A Non-(H)Aza-rdous Biopesticide

When I say Azadirachta indica, I don’t have your attention. But when I say neem, I have your attention. Azadirachta indica is the scientific name of neem.
Neem is one of the most commonly known plants associated with India. It is known to have a variety of purposes, including its use in traditional Indian medicines, and in many Indian foods.
But did you know that neem is also a good source of a biopesticide called Aza (azadirachtin)? Aza is a limonoid (plant chemical) compound found in neem. With the need for more natural compounds to be used as pesticides to replace chemical pesticides, Aza as a biopesticide is gaining more attention.
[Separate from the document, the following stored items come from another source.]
PR #2836, opened 2023-09-15
Make dev2 default

Arkham:

We're pretty confident that the dev refactor did not introduce regressions.

Remove the old code pathway.

### How to test your changes?

```
bin/create-test-app.js --deploy
```

### Measuring impact

### Checklist


amcaplan:
I think our internal testing is not equivalent to external testing. What about making `dev2` the default in 3.50, and then removing old dev entirely for 3.51?

That would allow us to add all new features to `dev2` only, while keeping a failsafe in case users have some really bad unforeseen problems.

To make the final migration easier, maybe we can change for now:

```
dev => dev-old
dev2 => dev
```

So it'll be a much smaller patch change when we actually delete old dev.

Arkham:
I considered that, but since no issues have arised internally I preferred to remove the old pathway, since it's already proving a bit annoying to implement new features in both the old and new pathway. We can always fix bugs with patch releases :)

matteodepalo:
I'd agree with the bolder approach of just making the switch. If we see bugs we can fix them, but for now we already have to make sure that all changes that go into `dev` are mirrored in `dev2` and that is going to be a cause of bugs for sure if we keep doing it for long enough. @Arkham Have you manually checked all the changes that went into dev after the last update of dev2?

matteodepalo (approved):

In order to get the most benefit from Aza, it needs to be quantified to determine its commercial value.
The global standard to quantify Aza is by a method called high performance liquid chromatography (HPLC). However, this method requires trained personnel and is expensive which makes routine analysis a challenge.
Thus colorimetric assays are looked into as an alternative. This method does not require sophisticated instruments and helps in both quantitative as well as qualitative analysis.
Acidified vanillin is a well-known colorimetric indicator used to detect several phytochemicals (plant-based compounds). The ease with which analytes can be estimated has made this a popular technique to quantify compounds.
However, this assay involves concentrated acid. This raises safety concerns, especially for on-field studies.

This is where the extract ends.